At a Glance
- Tasks: Architect and maintain cutting-edge AI systems and workflows.
- Company: Join a forward-thinking tech company focused on responsible AI.
- Benefits: Attractive salary, flexible working options, and continuous learning opportunities.
- Other info: Exciting work environment with ample room for career advancement.
- Why this job: Be at the forefront of AI innovation and make a meaningful impact.
- Qualifications: Experience in AI systems and a passion for responsible technology.
The predicted salary is between 50000 - 70000 £ per year.
The key responsibilities will cover:
- Architect and implement/maintain agentic systems, autonomous agents, multi-agent pipelines, tool-use workflows, planning loops, and memory-augmented reasoning.
- Implement LLM observability, logging, tracing, evaluation pipelines, and guardrails to maintain quality and reliability in production AI systems.
- Advise on responsible AI deployment.
Engineer employer: Teksystems
As an innovative leader in AI technology, our company offers engineers a dynamic work environment where creativity and collaboration thrive. Located in a vibrant tech hub, we provide exceptional benefits, a strong commitment to employee development, and opportunities to work on cutting-edge projects that shape the future of AI. Join us to be part of a culture that values responsibility and excellence in deploying transformative solutions.
StudySmarter Expert Advice🤫
We think this is how you could land Engineer
✨Tip Number 1
Network like a pro! Reach out to fellow engineers and industry professionals on LinkedIn or at meetups. We can’t stress enough how valuable personal connections can be in landing that dream job.
✨Tip Number 2
Show off your skills! Create a portfolio showcasing your projects, especially those involving agentic systems and AI. This gives potential employers a taste of what you can do and sets you apart from the crowd.
✨Tip Number 3
Prepare for interviews by brushing up on your technical knowledge and problem-solving skills. We recommend practising common engineering interview questions and even doing mock interviews with friends or mentors.
✨Tip Number 4
Don’t forget to apply through our website! It’s the best way to ensure your application gets seen by the right people. Plus, we love seeing candidates who are proactive about their job search!
We think you need these skills to ace Engineer
Some tips for your application 🫡
Tailor Your CV:Make sure your CV highlights relevant experience and skills that align with the Engineer role. We want to see how your background fits into architecting and implementing agentic systems, so don’t hold back on those details!
Craft a Compelling Cover Letter:Your cover letter is your chance to shine! Use it to explain why you’re passionate about responsible AI deployment and how you can contribute to our team. Keep it engaging and personal – we love to see your personality come through.
Showcase Your Projects:If you've worked on any projects related to multi-agent pipelines or LLM observability, make sure to mention them! We’re keen to see practical examples of your work that demonstrate your skills and creativity in the field.
Apply Through Our Website:We encourage you to apply directly through our website for a smoother process. It helps us keep track of applications better and ensures you don’t miss out on any important updates from us!
How to prepare for a job interview at Teksystems
✨Know Your Tech Inside Out
Make sure you’re well-versed in the technologies and methodologies mentioned in the job description. Brush up on agentic systems, multi-agent pipelines, and memory-augmented reasoning. Being able to discuss these topics confidently will show that you’re not just familiar with them, but that you can also contribute meaningfully.

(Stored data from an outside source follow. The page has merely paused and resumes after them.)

PR #7282, opened 2020-08-30
Remove trusted user check in /hidetext

AnnikaCodes:
https://www.smogon.com/forums/threads/remove-forcehidelines.3669531/


Zarel:
Thanks!

PR #7283, opened 2020-08-30
Filter Pokémon nicknames after team validation

AnnikaCodes:
This will prevent the staff room from getting spammed when people do things like nickname their Pokémon 10,000 n-slurs in a row.

### DIFF
--- a/server/ladders.ts
+++ b/server/ladders.ts
@@ -113,6 +113,36 @@ class Ladder extends LadderStore {
 			return null;
 		}
 
+		let rating = 0;
+		let valResult;
+		if (isRated && !Ladders.disabled) {
+			const uid = user.id;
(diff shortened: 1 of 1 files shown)


Zarel:
It looks like this just moves the Unown validation after the other checks? I don't understand how this fixes the problem?

AnnikaCodes:
```ts
if (nickname) {
	nickname = Chat.nicknamefilter(nickname, user);
	if (!nickname || nickname !== match[1]) {
		connection.popup(
			`Your team was rejected for the following reason:\n\n` +
			`- Your Pokémon has a banned nickname: ${match[1]}`
		);
		return null;
	}
}
```

It's not just the Unown validation, but also the nickname filter.

Zarel:
Oh, I don't know how I missed that. Thanks!

PR #8674, opened 2022-02-23
Fix /modjoin in battles

MathyFurret:
This fixes a bug where if Player 1 sets modjoin and turns it off, Player 2 still can't turn it back on.

This doesn't fix everything wrong with modjoin in battles; for example, if Player 1 sets it to +, Player 2 can't set it higher. This is quite minor and requires more reworking than is probably worth for a kinda-deprecated feature.


AnnikaCodes:
Thanks!

PR #8675, opened 2022-02-24
Metronome Battle: Retain Fur Coat Ban

VineST:
The retest has concluded, and Fur Coat remains banned while Fluffy goes free.
https://www.smogon.com/forums/threads/metronome-battle-fluffy-fur-coat-retest-voting.3698121/


AnnikaCodes (approved):
Thanks!

PR #8677, opened 2022-02-25
Rotation Battles

MathyFurret:
An [approved suggestion](https://www.smogon.com/forums/threads/rotation-battles.3666026/) on Smogon.

This updates the simulator to handle Rotation Battles. They're really just Single Battles with some extra steps, so not a lot needed to be done.

Currently this is a draft to review the protocol and API changes. Once these are approved, I will begin working on the client updates and playability on the main server should be decided. When a format is finalized I will add unit tests but I have tested the core features in the command line and there are no obvious bugs.

## Protocol changes

Input: The `rotateleft` and `rotateright` choices have been added. Both must be followed by a `move` choice.

Output: The `|rotateleft|SIDE` and `|rotateright|SIDE` majors have been added.

No backwards-compatibility issues should arise.

### DIFF
--- a/sim/SIM-PROTOCOL.md
+++ b/sim/SIM-PROTOCOL.md
@@ -295,6 +295,11 @@ message).
 > Moves already active `POKEMON` to active field `POSITION` where the
 > leftmost position is 0 and each position to the right counts up by 1.
 
+`|rotateleft|SIDE` or `|rotateright|SIDE`
+
+> In a Rotation Battle, `SIDE`'s Pokémon rotated in the given direction,
+> and their 2nd or 3rd Pokémon is now active, respectively
+
 `|cant|POKEMON|REASON` or `|cant|POKEMON|REASON|MOVE`
 
 > The Pokémon `POKEMON` could not perform a move because of the indicated
@@ -686,6 +691,9 @@ To be exact, `CHOICE` is one of:
 - `move MOVESPEC zmove`, to use a z-move version of a move
 
 - `move MOVESPEC max`, to Dynamax/Gigantamax and make a move
+
+- `rotateright move MOVESPEC ...` or `rotateleft move MOVESPEC ...`, 
+in Rotation Battles to rotate to your second or third Pokémon, respectively, and use its move
 
 - `switch SWITCHSPEC`, to make a switch
 
--- a/sim/battle-actions.ts
+++ b/sim/battle-actions.ts
@@ -183,6 +183,25 @@ export class BattleActions {
 		pokemon.draggedIn = null;
 		return true;
 	}
+	rotateIn(pokemon: Pokemon) {
+		const side = pokemon.side;
+		if (pokemon === side.pokemon[1]) {
+			side.pokemon.unshift(...side.pokemon.splice(1, 2));
+			side.active[0].isActive = false;
+			side.active[0] = pokemon;
+			pokemon.isActive = true;
+			this.battle.add('rotateright', side);
+		} else if (pokemon === side.pokemon[2]) {
+			side.pokemon.unshift(...side.pokemon.splice(2, 1));
+			side.active[0].isActive = false;
+			side.active[0] = pokemon;
+			pokemon.isActive = true;
+			this.battle.add('rotateleft', side);
+		}
+		for (let i = 0; i < side.pokemon.length; i++) {
+			side.pokemon[i].position = i;
+		}
+	}
 
 	// #endregion
 
--- a/sim/battle-queue.ts
+++ b/sim/battle-queue.ts
@@ -49,8 +49,8 @@ export interface MoveAction {
 /** A switch action */
 export interface SwitchAction {
 	/** action type */
-	choice: 'switch' | 'instaswitch';
-	order: 3 | 103;
+	choice: 'switch' | 'instaswitch' | 'rotate';
+	order: 3 | 103 | 104;
 	/** priority of the action (lower first) */
 	priority: number;
 	/** speed of pokemon switching (higher first if priority tie) */
@@ -177,8 +177,9 @@ export class BattleQueue {
 				runSwitch: 101,
 				runPrimal: 102,
 				switch: 103,
-				megaEvo: 104,
-				runDynamax: 105,
+				rotate: 104,
+				megaEvo: 105,
+				runDynamax: 106,
 
 				shift: 200,
 				// default is 200 (for moves)
--- a/sim/battle.ts
+++ b/sim/battle.ts
@@ -1219,7 +1219,9 @@ export class Battle {
 			for (let i = 0; i < this.sides.length; i++) {
 				const side = this.sides[i];
 				if (!side.pokemonLeft) continue;
-				const activeData = side.active.map(pokemon => pokemon?.getMoveRequestData());
+				let active = side.active;
+				if (this.gameType === 'rotation') active = active.concat(side.pokemon.slice(1, 3));
+				const activeData = active.map(pokemon => pokemon?.getMoveRequestData());
 				requests[i] = {active: activeData, side: side.getRequestData()};
 				if (side.allySide) {
 					requests[i].ally = side.allySide.getRequestData(true);
@@ -1352,7 +1354,8 @@ export class Battle {
 		if (!side.pokemonLeft) return [];
 
 		const canSwitchIn = [];
-		for (let i = side.active.length; i < side.pokemon.length; i++) {
+		const startPos = this.gameType === 'rotation' ? 3 : side.active.length;
+		for (let i = startPos; i < side.pokemon.length; i++) {
 			const pokemon = side.pokemon[i];
 			if (!pokemon.fainted) {
 				canSwitchIn.push(pokemon);
@@ -2379,6 +2382,16 @@ export class Battle {
 						this.actions.switchIn(side.pokemon[i], i);
 					}
 				}
+				if (this.gameType === 'rotation') {
+					for (let i = 1; i < 3; i++) {
+						// temporarily flag as active for Illusion, etc
+						// TODO is this actually needed?
+						side.pokemon[i].isActive = true;
+						this.runEvent('BeforeSwitchIn', side.pokemon[i]);
+						this.add('switch', side.pokemon[i], side.pokemon[i].getDetails);
+						side.pokemon[i].isActive = false;
+					}
+				}
 			}
 			for (const pokemon of this.getAllPokemon()) {
 				this.singleEvent('Start', this.dex.conditions.getByID(pokemon.species.id), pokemon.speciesState, pokemon);
@@ -2445,6 +2458,9 @@ export class Battle {
 					break;
 				}
 			}
+			break;
+		case 'rotate':
+			this.actions.rotateIn(action.target);
 			break;
 		case 'runUnnerve':
 			this.singleEvent('PreStart', action.pokemon.getAbility(), action.pokemon.abilityState, action.pokemon);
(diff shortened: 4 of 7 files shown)


MathyFurret:
More info:

In a Rotation Battle, each player starts by sending out 3 Pokemon at once, but only 1 is truly active at a time. Players can rotate to one of their "semi-active" Pokemon and have it use a move in the same turn. Semi-active Pokemon keep volatiles when rotating out but don't tick residuals.

The `switch` majors at the start of the battle include the semi-active Pokemon, as do the `active` arrays in request objects. Otherwise nothing else is sent about semi-active Pokemon that wouldn't be sent for inactive Pokemon, because they don't actually do anything when they aren't active.

sim/SIM-PROTOCOL.md
```diff
@@ -295,6 +295,11 @@ message).
 > Moves already active `POKEMON` to active field `POSITION` where the
 > leftmost position is 0 and each position to the right counts up by 1.
 
+`|rotateleft|SIDE` or `|rotateright|SIDE`
```
mia-pi-git, line 298: Nit: `rotate|direction|SIDE` seems cleaner / more intuitive.

sim/SIM-PROTOCOL.md
```diff
@@ -687,6 +692,9 @@ To be exact, `CHOICE` is one of:
 
 - `move MOVESPEC max`, to Dynamax/Gigantamax and make a move
 
+- `rotateright move MOVESPEC ...` or `rotateleft move MOVESPEC ...`,
```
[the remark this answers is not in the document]
MathyFurret: Not yet, but it's still up for debate; personally i prefer having them as 1 word here but I could go either way

sim/battle-queue.ts
```diff
@@ -177,8 +177,9 @@ export class BattleQueue {
 				runSwitch: 101,
 				runPrimal: 102,
 				switch: 103,
-				megaEvo: 104,
-				runDynamax: 105,
+				rotate: 104,
+				megaEvo: 105,
+				runDynamax: 106,
```
urkerab, line 182: Is this definitely the order that things happen in-game?

sim/battle.ts
```diff
@@ -1219,7 +1219,9 @@ export class Battle {
 			for (let i = 0; i < this.sides.length; i++) {
 				const side = this.sides[i];
 				if (!side.pokemonLeft) continue;
-				const activeData = side.active.map(pokemon => pokemon?.getMoveRequestData());
+				let active = side.active;
+				if (this.gameType === 'rotation') active = active.concat(side.pokemon.slice(1, 3));
```
urkerab, line 1223: Given the number of times that you use it, I think possibly there should be a property or method of `side` that returns three Pokémon when playing a rotation battle, so you can use that where you're currently having to special-case rotation battles. (Here you would just use it directly, but in other places you would use the length instead of special casing 3 or `this.active.length`.)

sim/pokemon.ts
```diff
@@ -671,6 +671,7 @@ export class Pokemon {
 	getAtLoc(targetLoc: number) {
 		let side = this.battle.sides[targetLoc < 0 ? this.side.n % 2 : (this.side.n + 1) % 2];
 		targetLoc = Math.abs(targetLoc);
+		if (this.battle.gameType === 'rotation') return side.pokemon[targetLoc - 1];
```
urkerab, line 674: Why is this needed, in the sense that why would anyone be trying to target position 2 or 3 during a rotation battle?

sim/battle.ts
```diff
@@ -2557,6 +2583,8 @@ export class Battle {
 			}
 		}
 
+		if (rotateFirst) return false;
```
urkerab, line 2586: What should happen if both Pokémon are knocked out, but one side can switch while the other needs to rotate?

sim/side.ts
```diff
@@ -918,6 +939,12 @@ export class Side {
 				if (data) return this.emitChoiceError(`Unrecognized data after "shift": ${data}`);
 				if (!this.chooseShift()) return false;
 				break;
+			case 'rotateright':
+			case 'rotateleft':
+				if (this.battle.gameType !== 'rotation') return this.emitChoiceError("Can't rotate: Not a rotation battle");
+				if (!data.startsWith('move ')) return this.emitChoiceError("Rotations must be followed by a move choice");
+				this.choice.willRotate = choiceType === 'rotateleft' ? 'left' : 'right';
+				return this.choose(data, true);
```
urkerab, line 947: This is one of those edge cases where my preference would be to fall through to the `move` choice (after adjusting the data appropriately) although my protocol option of having the rotation be a move flag bypasses this problem entirely.

sim/battle.ts
```diff
@@ -2379,6 +2382,16 @@ export class Battle {
 						this.actions.switchIn(side.pokemon[i], i);
 					}
 				}
+				if (this.gameType === 'rotation') {
+					for (let i = 1; i < 3; i++) {
+						// temporarily flag as active for Illusion, etc
+						// TODO is this actually needed?
+						side.pokemon[i].isActive = true;
+						this.runEvent('BeforeSwitchIn', side.pokemon[i]);
+						this.add('switch', side.pokemon[i], side.pokemon[i].getDetails);
```
urkerab, line 2391: Should this be using `this.actions.switchIn`?

urkerab (commented):
Looking good but I'd just like some clarification on some of the code if you don't mind.

sim/battle-queue.ts
MathyFurret: Woble said he'd do some reasearch, but rotations definitely happen after hard-switches.

sim/pokemon.ts
MathyFurret: When rotating and using a self-targetting move targetLoc is set as -2 or -3, which is beyond the bounds of side.active. This causes the `if` below to assume it's a multi battle and index a side that doesn't exist, which crashes.

sim/battle.ts
MathyFurret: I'm 90% sure that the auto-rotation should happen first, which is the purpose of this check.

sim/battle.ts
MathyFurret: I avoid `switchIn` because effects such as Intimidate shouldn't activate for the 2nd and 3rd Pokemon.

sim/battle-queue.ts
urkerab: Ah, you're waiting on research? Fair enough.

sim/battle.ts
urkerab: Ah, I was confused by `Ilusion, etc` - is this here only to set up Illusion? (When does the ability of the 2nd or 3rd Pokémon actually start?)

sim/battle.ts
urkerab: Actually I had the wrong use case. What happens if you rotate in and use Pursuit on the Pokémon that the other side is switching? If that uses this code path then the Pursuit executes before the rotation, since it's the `BeforeSwitchOut` event that triggers it.

sim/pokemon.ts
urkerab: Ah, so could my suggestion of a side property/method for "active except first 3 if rotation battle" take care of this case too?

sim/battle.ts
MathyFurret: They don't. This is the case for both gen 5 and 6.

Slayer95:
Could you add tests to spec the different behavior between right and left?

That is, whether "rotate right" means "rotate active pokemon to the right", or if that meaning is conveyed by "rotate left" ("rotate left pokemon into active position").

sim/battle-actions.ts
```diff
@@ -183,6 +183,27 @@ export class BattleActions {
...
+			side.pokemon.unshift(...side.pokemon.splice(2, 1));
+			this.battle.add('rotate', 'left', side);
+			break;
+		}
+		for (let i = 0; i < side.pokemon.length; i++) {
+			side.pokemon[i].position = i;
+		}
+		// TODO: Primal Reversion, Slow Start, anything else that should trigger
+		// for a Pokemon that started the battle semi-active
+	}
```
Slayer95, line 206: You seem to be breaking the match between the indices of ``active`` and ``pokemon``.

Is that a bug? Or could you please explain why that is needed?

sim/side.ts
```diff
@@ -262,6 +265,12 @@ export class Side {
 	hasAlly(pokemon: Pokemon) {
 		return pokemon.side === this || pokemon.side === this.allySide;
 	}
+	get subActives() {
+		return this.battle.gameType === 'rotation' ? this.pokemon.slice(1, 3) : [];
+	}
+	get activeAndSubActives() {
+		return this.active.concat(this.subActives);
+	}
```
Slayer95, line 273: Getters are frowned upon by @Zarel

sim/battle-actions.ts
MathyFurret: `active` is only length 1 in Rotation Battles. (I changed the stub that had Rotation Battles set `active` to have a length of 3.)

MathyFurret:
> Could you add tests to spec the different behavior between right and left? (The current tests have Pokémon with repeat movesets, so it isn't distinguishable).

The first new test in decisions.js does this, by checking species. (p1 goes right, p2 goes left)

I could change the movesets too, just to further ensure that the choice doesn't throw an error.

sim/side.ts
```diff
@@ -592,7 +610,7 @@ export class Side {
 			return this.emitChoiceError(`Can't move: You can only ultra burst once per battle`);
 		}
 		let dynamax = (megaDynaOrZ === 'dynamax');
-		const canDynamax = this.activeRequest?.active[this.active.indexOf(pokemon)].canDynamax;
+		const canDynamax = this.activeRequest?.active[this.pokemon.indexOf(pokemon)].canDynamax;
```
Slayer95, line 613: > You seem to be breaking the match between the indices of active and pokemon.

Oh, I understand now. Subactive Pokemon are retrofitted into ``activeRequest.active``, which is why this line had to be updated, and not because of some mismatch. You are making ``side.active`` an array of a single Pokemon, right?

sim/side.ts
MathyFurret: Yeah, now that I've given it some thought, there isn't much of a point to make these `get`

test/sim/decisions.js
```diff
@@ -484,6 +484,49 @@ describe('Choices', function () {
 		});
 	});
 
+	describe("Rotation requests", function () {
+		it("should allow rotations in rotation battles", function () {
+			battle = common.gen(5).createBattle({gameType: 'rotation'}, TRIPLES_TEAMS.full);
+
+			battle.makeChoices('rotate right move tackle', 'rotate left move tackle');
+			assert.species(battle.p1.active[0], "Ivysaur");
+			assert.species(battle.p2.active[0], "Blastoise");
```
Slayer95, line 493: Since you are using ``TRIPLES_TEAMS``, could you unhardcode the species and refer to them by their array indices?

```js
TRIPLES_TEAMS.full[0][2]
TRIPLES_TEAMS.full[1][1]
```

Slayer95:
Looks good so far. IMO you should go ahead with work on the client to provide a full picture of the proposal.

Slayer95:
> this is draft to review the protocol and API change

Protocol has already been discussed, but IIRC a draft cannot be marked as Approved?

MathyFurret:
Hey, researchers, I would like as many of these cases tested as possible before I wrap up the server code (may add stuff as me/others think of them):

### Both gens ###

- Is the order of rotations decided by the speed of the Pokemon that start in front, the Pokemon rotating in, or is it always random?
- Confirm order of rotation, hard switches, Slow Start activation
- What happens if P1 hard switches while P2 is rotating to a Pokemon using Pursuit?
- Imprison
- Mirror Move (and similar moves?)
- Are onAlly... abilities active for sub-active Pokemon? (Victory Star was introduced the same gen so very well could be)

### Gen 6 ###
- Confirm order of Primal Reversion alongside the above features

MathyFurret:
I think I want to look at look at https://github.com/smogon/pokemon-showdown/projects/3#card-69824553 because it probably goes along with the stuff I haven't implemented yet. That's in turn blocked until #8354 merges IMO, because it requires a refactor of how the Update event works.

sim/battle.ts
MathyFurret: i should have just looked at the old research threads lols https://www.smogon.com/forums/threads/b-w-research-thread.79340/post-3675294 pursuit should not interact if the user has to rotate in first. the code _should_ already be working fine because events are not triggered for sub-active Pokemon, but i'll add a test case for it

✨Prepare Real-World Examples
Think of specific projects or experiences where you've implemented similar systems or faced challenges related to AI deployment. Be ready to share how you approached these situations, what tools you used, and the outcomes. This will help demonstrate your practical knowledge and problem-solving skills.
✨Understand Responsible AI Principles
Since advising on responsible AI deployment is part of the role, make sure you’re up to speed on ethical considerations and best practices in AI. Be prepared to discuss how you would ensure quality and reliability in production AI systems, as well as any frameworks or guidelines you follow.
✨Ask Insightful Questions
Interviews are a two-way street, so come armed with questions that show your interest in the company and the role. Ask about their current projects involving LLM observability or how they handle logging and tracing in their systems. This not only shows your enthusiasm but also helps you gauge if the company is the right fit for you.